Channel Distribution Learning: Model-Driven GAN-Based Channel Modeling for IRS-Aided Wireless Communication

Intelligent reflecting surface (IRS) is a promising new technology that is able to create a favorable wireless signal propagation environment by collaboratively reconfiguring the passive reflecting elements yet with low hardware and energy cost. In IRS-aided wireless communication systems, channel modeling is a fundamental task for communication algorithm design and performance optimization, which however is also very challenging since in-depth domain knowledge and technical expertise in radio signal propagations are required, especially for modeling the high-dimensional cascaded base station (BS)-IRS and IRS-user channels (also referred to as the reflected channels).

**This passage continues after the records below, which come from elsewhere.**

Issue #809, opened 2015-08-31
Inappropriate content in Messages, Events and Commands


adamralph:
http://docs.particular.net/nservicebus/messaging/messages-events-commands

> It is important to include the .Namespace != null; otherwise a null reference exception will occur during the type scanning.

This sentence doesn't seem to relate to anything in the page.

PR #944, opened 2015-11-25
Inappropriate content in Messages, Events and Commands

petersgiles:
fixes: https://github.com/Particular/docs.particular.net/issues/809

/cc @SimonCropp

### DIFF
--- a/nservicebus/messaging/messages-events-commands.md
+++ b/nservicebus/messaging/messages-events-commands.md
@@ -78,6 +78,5 @@ We currently have conventions that can identity:
 - [Express messages](/nservicebus/messaging/non-durable-messaging.md)
 - [TimeToBeReceived](/nservicebus/messaging/discard-old-messages.md)
 
-Note: It is important to include the `.Namespace != null`; otherwise a null reference exception will occur during the type scanning.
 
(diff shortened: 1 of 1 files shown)


nservicebus/messaging/messages-events-commands.md
```diff
@@ -78,6 +78,5 @@ We currently have conventions that can identity:
 - [Express messages](/nservicebus/messaging/non-durable-messaging.md)
 - [TimeToBeReceived](/nservicebus/messaging/discard-old-messages.md)
 
-Note: It is important to include the `.Namespace != null`; otherwise a null reference exception will occur during the type scanning.
```
andreasohlund: "if any of the scanned assemblies contains types without a namespace"

andreasohlund: Should we also note that using conventions like "Messages" could include types from other unrelated assemblies (eg. the rabbitmq.client has such types) and the fix is the include something like `t.Assembly.Name.StartsWith("MyCorp")`?

SimonCropp:
fixed in https://github.com/Particular/docs.particular.net/commit/de29ab733607800c60954429e32f86d55c0f3cf4

PR #947, opened 2015-11-26
Updated send-a-message page to V6

SzymonPobiega:
@Particular/tf-asyncawait plase review

### DIFF
--- a/Snippets/Snippets_3/BasicUsageOfIBus.cs
+++ b/Snippets/Snippets_3/BasicUsageOfIBus.cs
@@ -6,12 +6,30 @@
     {
         void Send()
         {
-            IBus bus = null;
-
             #region BasicSend
+            IBus bus = CreateAndStartTheBus();
+
             bus.Send(new MyMessage());
             #endregion
         }
+
+        IBus CreateAndStartTheBus()
+        {
+            throw new System.NotImplementedException();
+        }
+
+        #region SendFromHandler
+
+        public class MyMessageHandler : IHandleMessages<MyMessage>
+        {
+            public IBus Bus { get; set; }
+
+            public void Handle(MyMessage message)
+            {
+                Bus.Send(new OtherMessage());
+            }
+        }
+        #endregion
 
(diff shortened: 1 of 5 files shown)


Snippets/Snippets_3/BasicUsageOfIBus.cs
```diff
@@ -6,13 +6,31 @@ public class BasicUsageOfIBus
     {
         void Send()
         {
-            IBus bus = null;
-
             #region BasicSend
+            IBus bus = CreateAndStartTheBus();
```
timbussmann: in the v5 example you used the real config api to create the IBus instance which I like much better. Any reason to not do the same in v3/4?

nservicebus/messaging/send-a-message.md
```diff
@@ -6,12 +6,17 @@ redirects:
 - nservicebus/how-do-i-send-a-message
 ---
 
-To send a message, use the `Send` method on the `IBus` interface, passing as the argument the instance of the message to deliver:
+Prior to V6 sending a message involved using the `Send` method on the `IBus` interface, passing as the argument the instance of the message to deliver. In V6 the equivalent of the `IBus` is the `IBusContext` family of interfaces.
```
timbussmann: I somehow don't like that we start of with version difference. I don't think the renaming of interfaces changes much in the scope of sending a basic message. So could we put the interface name and version a little bit in the background? Something like "[...] using the `Send` method on the `IBus`(pre v6)/`IBusContext`(v6) interface[...]". Maybe skip the version altogether an let the samples speak for themselves?

SeanFeldman: @timbussmann like this: "Message sending involves using `Send` operation that take an argument of the message to be delivered. Refer to samples for details." ?

SzymonPobiega:
@timbussmann @SeanFeldman I've updated according to your suggestions.

SimonCropp:
thanks @SzymonPobiega

PR #952, opened 2015-11-27
[WIP] Set headers in v6

timbussmann:
needs to update nsb core reference to latest unstable as soon the header changes are merged.


andreasohlund:
:+1:

PR #960, opened 2015-12-01
Update Reply doco page

timbussmann:
updating snippets on this page: http://docs.particular.net/nservicebus/messaging/reply-to-a-message

### DIFF
--- a/Snippets/Snippets_6/Handlers/ReplyingHandler.cs
+++ b/Snippets/Snippets_6/Handlers/ReplyingHandler.cs
@@ -1,0 +1,38 @@
+﻿namespace Snippets6.Handlers
+{
+    using System.Threading.Tasks;
+    using NServiceBus;
+
+    public class ReplyingHandler : IHandleMessages<RequestDataMessage>
+    {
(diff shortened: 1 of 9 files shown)


Snippets/Snippets_6/Handlers/ReplyingHandler.cs
```diff
@@ -0,0 +1,38 @@
...
+        {
+            //Create a response message:
+            var response = new DataResponseMessage
+            {
+                DataId = message.DataId,
+                String = message.String
+            };
+
+            //Underneath the covers, Reply sends a new message to the return address on the message being handled.
+            await context.Reply(response);
```
SzymonPobiega: Why no 'Send` equivalent?

timbussmann: I had one first, the I checked the implementation and realized that Reply is a completely different implementation so I removed the "equivalent".

SzymonPobiega: :+1:

PR #966, opened 2015-12-04
Revised controlling subscriptions page for V6

SzymonPobiega:


SimonCropp:
Why is publishers a method?

SzymonPobiega:
Same as `UnicastRouting` - an extension defined by a feature, not directly on the `BusConfiguration`.

johnsimons:
@SzymonPobiega so this api is to subscribe to events programatically ?
I'm asking because the all `.Publishers()` is throwing me out.

Also if it is, then what is the diference between this and `bus.Subscribe(...)` ?

SzymonPobiega:
@johnsimons no. The `Publishers()` API is for programatically define the publishers of events. In the message-endpoint mappings you used the same section to configure both send destinations and publishers. In the code API we wanted to make it explicit. The destinations of `Subscribe()` calls are defined in the `Publishers` collection, rather than in the `UnicastRoutingTable`.

johnsimons:
So @SzymonPobiega are you saying that publishers have to programatically sefine what they are publshing ?

SzymonPobiega:
@johnsimons no. If you don't want to use MEMs, in the subscriber you need to somehow define who the publisher of each event is. And you do it via the `Publishers()` collection.

johnsimons:
What is MEM ?

SzymonPobiega:
MessageEndpointMappings

johnsimons:
Ok, I know what MEM is

johnsimons:
In that case my original question stands, what is the difference between `bus.Subsciber(...)` vs what u proposing ?

johnsimons:
the way I see it, it makes more sense to me to have an api like:
```c#
busConfiguration.Subscribe(type, EndpointName);
```

SzymonPobiega:
In order to do `bus.Subscriber` the endpoint needs to know where the publisher is. So you need to first do `busConfig.Publishers().AddStatic(new EndpointName("sales"), typeof(MyEvent)` and then `bus.Subscribe()`.

johnsimons:
the reason is because majority of our user are already used to the old style:
`bus.Subscribe(type)`

SzymonPobiega:
@johnsimons I am not touching the `bus.Subscriber`. I only replace the source of information it uses.

johnsimons:
but again we are mixing concerns here, that to me are infrastructure concerns that should not be exposed out of busConfig

SzymonPobiega:
a mapping of event type to a *logical* endpoint is not an infra concern IMO

johnsimons:
agree, hence the reason I suggested:

`busConfiguration.Subscribe(type, new EndpointName("Sales"));`

johnsimons:
but the code that tells the framework where the "Sales" physical address is, is IMO a infrastructure concern

SzymonPobiega:
how would that relate to *auto subscribe*? Adding info to the collection of publishes does not mean we actually subscribe. This is controlled elsewhere.

johnsimons:
ok, I am confused again, maybe another face to face meeting would help here.
I can't do it right now but maybe Wednesday?

SzymonPobiega:
ok, let's try on Wednesday.

johnsimons:
@SzymonPobiega are we still discussing this API design on wednesday ?

SzymonPobiega:
Yes. I'll be back around 8:15-8:20 my time so I'll ping you.

PR #967, opened 2015-12-07
notifications section in v6 upgrade guide

timbussmann:
sadly, the example code requires all the rx packages, should we just omit it?


SimonCropp:
@timbussmann the snippets project was always going to need many nugets. so i think this is worthwhile. merging

PR #970, opened 2015-12-09
Routing rework

SzymonPobiega:
* replaced ASCII art with proper diagram
 * broken down routing doco into secrions based on roles & responsibilities (architect, ops, transport)


SzymonPobiega:
@SimonCropp @johnsimons please take a look.

johnsimons:
@SzymonPobiega I still don't understand how we planning to deal with ServiceControl ?
Is the DEV/OPS suppose to deploy an assembly into SC ?

SC is on v5, we currently do not have plans to upgrade to v6, So if a user starts using all this new features, how do they implement the same routing conventions in SC ?

SimonCropp:
not saying "this isnt a problem" but we already have many extension points that SC doesn't support

For example

- custom encryption via mutators
- custom transports

johnsimons:
@SimonCropp regarding
> custom encryption via mutators

That is not important to SC, SC does not need to decrypt the payload, the only issue is that we skip indexing of the body of the message (so SI searching may suffer because of it), but the headers are still indexed.

> custom transports

In theory they can work, we just need to provide some guidance if it comes to it.

Anything else u can think of ?

SimonCropp:
> we just need to provide some guidance if it comes to it.

but wouldnt that guidance be very similar to how someone would support routing changes @SzymonPobiega is proposing?

johnsimons:
No idea @SimonCropp 
The way I see it is that we are exposing a code only api that is only available in v6, so how does OPS configure SC to do the same ?

SimonCropp:
i dont think the intent is to provide a "code only (and not ops friendly) api". just "code first" so that more opinionated ops friendly approaches can be build on top of that API. yes those ops friendly approachs have not been build yet but thats doesnt mean "they wont". sorry @SzymonPobiega if i am mis-interpreting your plans

johnsimons:
Agree, hence the reason to raise it to make sure we don't forget

SzymonPobiega:
@SimonCropp @johnsimons I don't see it relates directly to SC. SC uses the `processing endpoint` header to figure out where to return the messages and that is not affected by the routing. That said, the dynamic scale-out thing might cause friction since endpoint instances are easier added/removed so that header might potentially refer to an instance that no longer exists.

I think the general solution here should be tapping SC to the same routing mechanism as the endpoints and re-route each message when retrying. That would solve the problems of topology changing under our feet but that requires a significant rework of SC.

andreasohlund:
>That said, the dynamic scale-out thing might cause friction since endpoint
instances are easier added/removed so that header might potentially refer
to an instance that no longer exists.

Agreed, but that's a problem we already have with the current distributor
right?

PR #977, opened 2015-12-14
Update docs to describe current behaviour - better to submit an issue to be fixed instead?

timiles:
Got stuck where my assembly wasn't reliably being picked up for subscription; tracked down the issue to be an assembly with version 0.0.1.1 apparently not being considered compliant with assembly with version 0.0.128.0.  If I force the pair to be 0.0.1.0 & 0.0.128.0, or 0.0.1.1 & 0.0.128.1, then we have success.  I can work with this for now, but do you agree this is a potential issue?

### DIFF
--- a/nservicebus/messaging/publish-subscribe/index.md
+++ b/nservicebus/messaging/publish-subscribe/index.md
@@ -153,7 +153,7 @@ Transport->Subscriber2: Send Message1
 
 ## Versioning subscriptions
 
-In NServiceBus version 3.0 and onwards subscriptions for types with the same Major version are considered compliant. This means that a subscription for MyEvent 1.1.0 will be considered valid for MyEvent 1.X.Y as well.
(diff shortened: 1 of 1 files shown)


andreasohlund:
The current version should only look at the major version, what version of NServiceBus are U on?

That said we do plan to get rid of the version check but no concrete timeline yet

timiles:
I am using Version 5.  It does respect the major version for compliance, but I believe it's a bug that it also gets upset if there's a fourth build number which does not match, i.e. 0.0.1.0 vs 0.0.1.1

andreasohlund:
Got it, I'll make sure we includes this as well in the fix

andreasohlund:
Here's the issue to track this https://github.com/Particular/NServiceBus/issues/2778

timiles:
Thanks Andreas

PR #983, opened 2015-12-15
Using BusSession instead of BusContext

danielmarbach:

Attention: Had to go. No time left to look at the upgrade guide. If someone can I'd be happy.


danielmarbach:
Since there is no text involved here I'm going to self-merge

PR #984, opened 2015-12-15
Update transaction enum name

colin-higgins:
@andreasohlund


SimonCropp:
@colin-higgins can u convert those to be snippets in a the same way as the other snippets in the upgrade guide. that way they will be verified on each nuget update

SimonCropp:
merged manually here https://github.com/Particular/docs.particular.net/commit/949318fac888c3b08b8e4df51530d71ae301c2ce

PR #2399, opened 2017-01-26
[WIP] exclude downstream minors from the last year from the support policy

adamralph:


nservicebus/upgrades/support-policy.md
```diff
@@ -9,7 +9,7 @@ related:
 
 ## Supported Versions
 
-Supported versions include any major version released within the last 3 years. Within a supported major version, the latest minor version is supported, or any minor version released within the last year.
+Supported versions include any major version released within the last 3 years. Within a supported major version, the latest minor version is supported. For the NServiceBus package only (i.e. excluding downstream packages such as [transports](/nservicebus/transports/) and [persistence](/nservicebus/persistence/)), any minor version released within the last year is supported.
```
adamralph: I'm not overjoyed with the wording, but I struggled to come up with something better.

indualagarsamy: @adamralph - I am not sure what is being conveyed here. Are you implying this policy applies only for NServiceBus package and not for other downstream packages such as transports, persistence and containers? What about the minor downstream packages then?

adamralph: @indualagarsamy see https://github.com/Particular/Lisbon2017.Unconference/issues/16#issuecomment-275626656

I guess this does need some work to make it clearer. Perhaps a table would be better?

indualagarsamy: @adamralph - what you have is currently not clear. 

I suggest the following. I also discussed this with @kbaley.

NServiceBus:
Particular Software supports all major versions released within the last 3 years, including any minor versions released within that timeframe.  

For other downstream packages:
However, for downstream packages that use NServiceBus, for example, all the [transports](/nservicebus/transports/), [persistences](/nservicebus/persistence/), [containers](/nservicebus/containers/), etc.,  Particular Software will only support the latest minor version of any major versions that were released within the last three years.

bording: @indualagarsamy I like the idea of actually having separate sections like you've suggested, but the wording around minor versions is incorrect. The first paragraph is saying that all minors are supported in the 3 year period, which is incorrect.

Here's my suggested revision:

>NServiceBus:
Particular Software supports all major versions released within the last 3 years, For each supported major version, the latest minor version is supported. In addition, any minor versions released in the past year are also supported.

>Downstream packages:
For downstream packages that use NServiceBus, for example, all the transports, persistences, containers, etc., Particular Software supports all major versions released within the last 3 years. For each supported major version, only the latest minor version is supported.

I also think we should add something to make it explicit about which patch versions are supported. Something like 

> NOTE: For both cases, for each supported minor version, only the latest patch version is supported.

indualagarsamy: @bording - regarding:

>The first paragraph is saying that all minors are supported in the 3 year period, which is incorrect.

Where ? In NServiceBus? I think what @kbaley and I had were more clear. Also for NServiceBus, what i understood was that the current policy is correct. i.e. not just the latest supported minor, but all minors for supported majors. In that sense, not sure what you have under NServiceBus is right.

bording: >. i.e. not just the latest supported minor, but all minors for supported majors. In that sense, not sure what you have under NServiceBus is right.

Sorry, but that isn't true, and not what the current text of the policy says. Its the latest minor, plus any that have been released in the past year.

So, for a major that has been released 2 years ago and hasn't had any minors released in 2 years, only the latest minor is supported.

SimonCropp:
i think should should be split into two different headings

indualagarsamy:
@adamralph - I think this PR in its current state is irrelevant until we have decided what exactly to do. i.e. the comments in this PR as well. How about we close this PR and once the policy is determined in the internal meetings, open a PR then? That will accurately represent the PR as well.  I don't see why we need to have this open until then. This has already been open for 11 days. cc / @Particular/docs-maintainers

adamralph:
@indualagarsamy sure, makes sense. I'll leave the branch in my fork in case it's of any value later.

In this paper, we propose a model-driven generative adversarial network (GAN)-based channel modeling framework to autonomously learn the reflected channel distribution, without complex theoretical analysis or data processing. The designed GAN (also named as IRS-GAN) is trained to reach the Nash equilibrium of a minimax game between a generative model and a discriminative model. For the single-user case, we propose to incorporate the special structure of the reflected channels into the design of the generative model. While for the multiuser case, we extend the IRS-GAN and present a multiuser IRS-GAN (abbreviated as IRS-GAN-M), where the distributions of the reflected channels associated with different users are learned simultaneously with reduced number of network parameters (as compared to the naive scheme that assigns a dedicated IRS-GAN for each user). Moreover, theoretical analysis is presented to prove that the minimax game in the IRS-GAN-M framework has a global optimum if the generative and discriminative models are given with enough capacity. Simulation results are presented to validate the effectiveness of the proposed IRS-GAN framework.